Introducing Optimized Deployments
Recognizing the diverse needs of its users, Amazon has recently unveiled SageMaker JumpStart Optimized Deployments. This new feature enhances the customization capabilities of SageMaker JumpStart by providing pre-defined deployment configurations tailored for specific use cases.
Users will continue to enjoy the transparency of their deployments, but now they can benefit from configurations specifically optimized for different performance constraints. This means customers can enjoy greater efficiency, whether they prioritize cost, speed, or throughput in their deployments.
Prerequisites for Starting
To make the most of SageMaker JumpStart Optimized Deployments, customers should meet the following minimum requirements:
- [List specific prerequisites here, if applicable]
Once these elements are in place, users can dive straight into utilizing the optimized deployments feature.
Getting Started with Optimized Deployments
Ready to jump in?
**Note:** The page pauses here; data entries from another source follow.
PR #2041, opened 2019-12-31
Reflection issue fix

Roy-AMD:
#### 1. Reserve unused std140 uniform block in reflection, and fix the uniform block struct member not affected by block matrix layout and memory layout.

>According to the spec OpenGL spec4.60.7:
>>7.6 Uniform Variables:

Here’s how you can do it:
- Open SageMaker Studio and navigate to the Models section.
- Choose one of the models that supports optimized deployments.
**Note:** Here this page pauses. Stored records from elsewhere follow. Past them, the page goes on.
PR #2044, opened 2020-01-03
Fix binding for arrays.

ShchchowAMD:


ShchchowAMD:
Close as optional ssbo layout needs further modification, would use another CL.

PR #2046, opened 2020-01-03
Fix glslang can't link multiple AST in a single stage

Roy-AMD:
Root cause:
GlslangToSpv use symbol structure's ptr as a map key, but multiple shader object can build a new AST.
In the AST the the same symbol has different ptr point to their structure, so indext map faild.

solution:
Add a new map glslangTypeToIdMap to map ptr to symbol id, and use symbol id to index memberRemapper.

### DIFF
--- a/SPIRV/GlslangToSpv.cpp
+++ b/SPIRV/GlslangToSpv.cpp
@@ -245,7 +245,9 @@ protected:
     std::unordered_map<std::string, spv::Function*> functionMap;
     std::unordered_map<const glslang::TTypeList*, spv::Id> structMap[glslang::ElpCount][glslang::ElmCount];
     // for mapping glslang block indices to spv indices (e.g., due to hidden members):
-    std::unordered_map<const glslang::TTypeList*, std::vector<int> > memberRemapper;
+    std::unordered_map<int, std::vector<int>> memberRemapper;
+    // for mapping glslang symbol struct to symbol Id
+    std::unordered_map<const glslang::TTypeList*, int> glslangTypeToIdMap;
     std::stack<bool> breakForLoop;  // false means break for switch
     std::unordered_map<std::string, const glslang::TIntermSymbol*> counterOriginator;
     // Map pointee types for EbtReference to their forward pointers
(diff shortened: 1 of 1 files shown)


johnkslang:
So, the AST merging in linkValidate.cpp got the Id's correct, but with aliased pointers?

Is it correct WRT to duplicate-appearing declarations (same members, same order, ...) that are still not the same?  And, with one compilation unit, is it 1:1 with pointers and types, but with multiple compilation units it is many:1?

SPIRV/GlslangToSpv.cpp
```diff
@@ -1753,6 +1758,12 @@ void TGlslangToSpvTraverser::visitSymbol(glslang::TIntermSymbol* symbol)
 bool TGlslangToSpvTraverser::visitBinary(glslang::TVisit /* visit */, glslang::TIntermBinary* node)
 {
     builder.setLine(node->getLoc().line, node->getLoc().getFilename());
+    if (node->getLeft()->getAsSymbolNode() != nullptr && node->getLeft()->getType().isStruct()) {
```
johnkslang: We need both here and in `visitSymbol`?  (Something seems odd about this pair being the right subset of places to check.)

Roy-AMD: Yes, it's a pre-Visit travers, if a symbol use as a[0][1], 'a' still not in map, glslangTypeToIdMap will create a new key-value  - > {id_a: 0} and return '0', use '0' to index memberRemapper will get a unsized array. and use 'i' index this array can cause a crash.

Roy-AMD: Do you have a better solution? I think this code weird too. but I don't have a better way to solve it.

Roy-AMD:
> So, the AST merging in linkValidate.cpp got the Id's correct, but with aliased pointers?
> Is it correct WRT to duplicate-appearing declarations (same members, same order, ...) that are still not the same?  And, with one compilation unit, is it 1:1 with pointers and types, but with multiple compilation units it is many:1?

Basically yes.
So, it's not  reliable to use aliased pointers index map.

PR #2048, opened 2020-01-06
Add missing extension defination

Roy-AMD:
This micro should been defined 1, if opengl 2.0 is required.

See extension spec https://www.khronos.org/registry/OpenGL/extensions/KHR/KHR_blend_equation_advanced.txt


johnkslang:
There is a line doing that at line 341, how does this compare to that?

Roy-AMD:
> There is a line doing that at line 341, how does this compare to that?

Sorry, I forgot to remove this line when I port local change to git. this micro should be define in OpenGL and OES both. Now, I fixed it.

Issue #2053, opened 2020-01-07
Buffer references can generate invalid forward references


alan-baker:
The test spv_bufferhandle6_frag generates a forward reference to an array. This is now caught by the validator.

johnkslang:
I only see forward references to pointer to structures, but they then get consumed by an array, which is required for a struct containing an array of pointers to its own type.

Either the spec needs to be relaxed to allow that, or that functionality needs to be disallowed, but I don't think it's right to have the GLSL support a struct with an array of pointers to the structs type (seems perfectly valid) and say the natural SPIR-V for that is illegal.

johnkslang:
Going back to basics, what's the spec language preventing what glslang is producing?

alan-baker:
The heart of it is that the arrays do not allow a forward reference to the element type. So when glslang uses the forward pointer in the array declaration, that is invalid as the spec stands.

johnkslang:
Yes, I think the spec. meant to allow a struct pointing to itself and says so very directly. We should discuss within Khronos if it's meant to disallow a struct pointing to itself through an array (allowing a tree rather than just a linear list).

johnkslang:
Khronos has agreed that other type declarations instructions can consume an OpTypeForwardPointer along the way toward its' OpTypePointer declaration. So, glslang is okay.  This will appear in the next revision of the SPIR-V specification.

PR #2054, opened 2020-01-07
Update spirv tools

alan-baker:
Updates the known good SPIRV-Tools commit and known test failures (see #2053).


johnkslang:
@jeffbolznv, how is recursiveness supposed to be handled?  The GLSL is:

```
layout(buffer_reference) buffer T1;
layout(set = 3, binding = 1, buffer_reference) buffer T1 {
   layout(offset = 0) int a[2]; // stride = 4 for std430, 16 for std140
   layout(offset = 32) int b;
   layout(offset = 48) T1  c[2]; // stride = 8 for std430, 16 for std140
   layout(offset = 80) T1  d;
} x;
```

And the SPIR-V makes a forward reference to an array (SPIR-V only allows to a struct), as well as making two copies of the struct:

```
               6:             TypeInt 32 1
               9:      6(int) Constant 0
              10:             TypeInt 32 0
              11:     10(int) Constant 2
              12:             TypeArray 6(int) 11
                              TypeForwardPointer 13 PhysicalStorageBufferEXT
              14:             TypeArray 13 11
          15(T1):             TypeStruct 12 6(int) 14 13
              16:             TypeArray 6(int) 11
              17:             TypeArray 13 11
          18(T1):             TypeStruct 16 6(int) 17 13
              13:             TypePointer PhysicalStorageBufferEXT 18(T1)
              19:             TypeArray 13(ptr) 11
              20:             TypePointer StorageBuffer 15(T1)
```

johnkslang:
Well, I no longer see a forward reference to an array, but that's what the change says it addresses, so I'm not sure now.

johnkslang:
I think the issue is that the specification was for a struct pointing to its own type, but that needs to be generalized to allowing a struct containing an array of pointers to the struct's type, so maybe this should be a specification change, not a validator change.

jeffbolznv:
This seems related to https://gitlab.khronos.org/spirv/SPIR-V/issues/394 which is still open. At first glance I don't see what's wrong with the SPIR-V quoted above (the duplicate structure is unexpected, but not invalid). Is there more info somewhere on why it's considered invalid?

johnkslang:
SPIR-V says 

>  Subsequent OpTypeStruct instructions can use Pointer Type as an operand.

Maybe that gets interpreted as "only a structure can consume the forward-declared pointer", but it doesn't really restrict to that because it says "can" not "must/only".  But, in the GLSL, the structure contains an array of the structure, making the forward-declared pointer consumed by an OpTypeArray, which I now suspect the spec should allow.

jeffbolznv:
That's part of what's covered in https://gitlab.khronos.org/spirv/SPIR-V/issues/394. I think this rule probably ought to be disabled until that spec issue is resolved.

alan-baker:
https://github.com/KhronosGroup/SPIRV-Tools/pull/3131

johnkslang:
Khronos has decided to allow extra levels of indirection between the forward-declared pointer and the consumption in the struct, which allows glslang's current behavior as being valid.

PR #2061, opened 2020-01-24
For glslang.js, lower the target to SPV1.0 on Vk1.0 for WebGPU

kainino0x:
Higher values don't make sense since WebGPU will probably target Vulkan 1.0 devices.


johnkslang:
Unless, WebGPU stays within a functionality envelop that allows easy transform from higher version to a lower version.

Even then, you could choose to target just 1.0, per the PR, so no strong opinion either way.  I'll wait for a response before merging.

kainino0x:
WebGPU certainly will stay in that envelope (plus any optional extensions). Based on David's response it seems like we shouldn't make this change. Depending on whether wgpu's tooling can change to support 1.3(/1.5?), maybe I'll open another PR to make this configurable.

johnkslang:
Okay. Marking this as WIP until you decide..

kainino0x:
I decided it should just be configurable.

PR #2064, opened 2020-01-27
Use correct enum type in case statement

zoddicus:
Two similarly named enums led to the wrong one being used here, this
is getting caught in the Chromium and Dawn DEPS rolls.


zoddicus:
ugh, sorry signed this with my chromium account, not my github, I will recreate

- Hit the Deploy button located in the top-right corner.
Upon doing so, a collapsible window labeled "Performance" will appear, showcasing the options for optimized deployments.
Selecting Use Cases and Configurations
For text models, users will be prompted to select a specific use case ranging from generative writing to chat interactions. Image and video models will soon add their unique use cases as support expands.
Next, customers must choose from three optimization constraints:
- Cost Optimized
- Throughput Optimized
- Latency Optimized
For those in search of balanced performance, a Balanced option is available, catering to various metrics logged during usage.
Once these selections are made, a pre-set deployment configuration is automatically defined for the endpoint, allowing customers to review and adjust additional settings like timeouts, endpoint naming, and security features. After finalizing all configurations, simply click Deploy in the bottom-right corner, and you’re set!
Available Models for Optimized Deployments
SageMaker JumpStart has curated an impressive roster of models for optimized deployments, including:
Meta
- Llama-3.1-8B-Instruct
- Llama-2-7b-hf
- Llama-3.2-3B
- [More models]
Microsoft and Mistral AI
- Mistral-7B-Instruct-v0.2
- [Additional models]
Qwen
- Qwen3-8B
- [More models]
Google and Tiiuae
- gemma-7b
- [Additional models]
This is just the beginning; additional models will be introduced as SageMaker JumpStart continues to evolve.
Conclusion: Your AI Journey Starts Here
With SageMaker JumpStart’s optimized deployments, customers are empowered to experiment and find the right configurations for their specific applications. By diving into the available models in SageMaker Studio’s model hub, businesses can quickly and efficiently advance their AI workloads.
So why wait? Start exploring the power of SageMaker JumpStart optimized deployments today!
About the Authors
Dan Ferguson
Dan Ferguson is a Solutions Architect at AWS based in New York, USA. As a machine learning services expert, he is dedicated to assisting customers in integrating ML workflows efficiently and sustainably.
Malav Shastri
Malav Shastri is a Software Development Engineer at AWS, specializing in Amazon SageMaker JumpStart and Amazon Bedrock. His focus is on enabling customers to leverage cutting-edge open-source and proprietary models.
Pooja Karadgi
Pooja Karadgi leads product and strategic partnerships for Amazon SageMaker JumpStart. She is committed to accelerating customer AI adoption by simplifying the deployment process, making it easier to build production-ready generative AI applications.
Feel free to dive in and explore the limitless possibilities that await you with Amazon SageMaker JumpStart!